[Collected data]
PR #285, opened 2023-11-20
Abstract room-keeping

### LINKED ISSUE #282: RFC: Move matching to an optional microservice
# The problem
As Refresh adapts to be scalable and redundant, it needs to start adapting from the stateful mess it's currently in. One of these stateful area that will cause significant issues is the matching system. Rooms are stored in the main `Refresh.GameServer` project's memory, and is not synced or shared anywhere.

When we spin up multiple instances of the server, match requests will get load balanced randomly and the room states will eventually desynchronize between pods. This is okay for a single-server instance, but not for larger instances like LBR.

# Implementation
To solve this, we can add a new project to the solution named `Refresh.MatchServer`. It will be a Bunkum server with a similar structure to the current APIv3 used in `Refresh.GameServer`. There will be no authentication, as this server will be expected to be kept inaccessible.

## REST API:
The match server will expose a handful of REST endpoints to provide basic management. Logic will stay inside the application. This can be thought of as a data store.

### Managing rooms
`GET /api/v1/rooms`: Get all rooms on the server.
`GET /api/v1/rooms/{uuid}`: Get a room by an ID.
`PUT /api/v1/rooms/{uuid}`: Add a room to the server by an ID.
`DELETE /api/v1/rooms/{uuid}`: Delete a room from the server by an ID.
`PATCH /api/v1/rooms/{uuid}`: Update a room on the server by an ID.

### Finding rooms by a user
`GET /api/v1/users/uuid/{uuid}`: Get a room by a user's ID.
`GET /api/v1/users/username/{username}`: Get a room by a user's name.

## Keeping our one-click philosophy
Obviously, moving everything to a separate server would mean that we would require extra configuration. We want to avoid this as much as possible, so when we implement this it should behind an interface. The interface is defined below.

```csharp
public interface IRoomAccessor
{
    public ApiList<GameRoom> GetRooms(int skip, int count);
    public GameRoom? GetRoomByUuid(ObjectId uuid);
    public void AddRoom(GameRoom room);
    public void RemoveRoom(GameRoom room);
    public void UpdateRoom(GameRoom room);

    public GameRoom? GetRoomByUser(GameUser user) => this.GetRoomByUserUuid(user.UserId);
    public GameRoom? GetRoomByUserUuid(ObjectId uuid);
    public GameRoom? GetRoomByUsername(string username);
}
```

Then, we add a new property to our configuration to `refreshGameServer.json`:

```jsonc
{
    "externalMatchServer": null, // Null would mean use a in-memory-based IRoomAccessor
    "externalMatchServer": "http://matchServer/", // Setting a URL would mean to use a network-based IRoomAccessor.
}
```

Beyley:
This PR will __not__ satisfy #282, this is a partial implementation to step towards that, an implementation of `Refresh.MatchServer` can come in a later PR. 
(im bikeshedding here, but a better name would be `Refresh.RoomServer` or `Refresh.RoomTracker`, since it doesnt actually do matching, only tracking of rooms)

A couple questions:
 - Should `AddRoom` and `UpdateRoom` be combined into a single function? They practically do the same thing. (and `UpdateRoom` is implemented by calling `AddRoom`, since `AddRoom` makes sure the UUID isnt already being used)
 - Should operations like `match.RoomAccessor.GetAllRooms().Count()` be exposed through the REST API? I feel like sending the whole room list over the network is wasteful when we could sum it on the room storage server and send the sum back
 - How are force matches going to work? should we move them to the database?

A couple notes: 
 - The new implementation is fully thread safe (the old `MatchService` was not). 
 - `InMemoryRoomAccessor` attempts to replicate the behavior that a transactional REST API would provide, so it makes copies of the list.
 - Multiple functions that were on `MatchService` have been superseded by functions on `RoomAccessor`, and external callers of said functions have been updated to call into the underlying `RoomAccessor` directly.
 - Tests were updated to match the new transactional API, since they made some dirty assumptions before.


jvyden:
> Should `AddRoom` and `UpdateRoom` be combined into a single function?

I suppose we can. I was thinking of `PUT` vs `PATCH` when I wrote that. But I suppose we could combine everything the two a `POST` request and then return either 201 Created or 200 OK.

> Should operations like `match.RoomAccessor.GetAllRooms().Count()` be exposed through the REST API? 

Absolutely yes, I hadn't even considered that. Whoops. Are there any other common queries we might want to expose?

> How are force matches going to work? should we move them to the database?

ACTION ITEM -> Return the entries above unchanged, starting at the first line and stopping after the line with "# The problem".

RESPONSE AREA ->
PR #285, opened 2023-11-20
Abstract room-keeping

### LINKED ISSUE #282: RFC: Move matching to an optional microservice
# The problem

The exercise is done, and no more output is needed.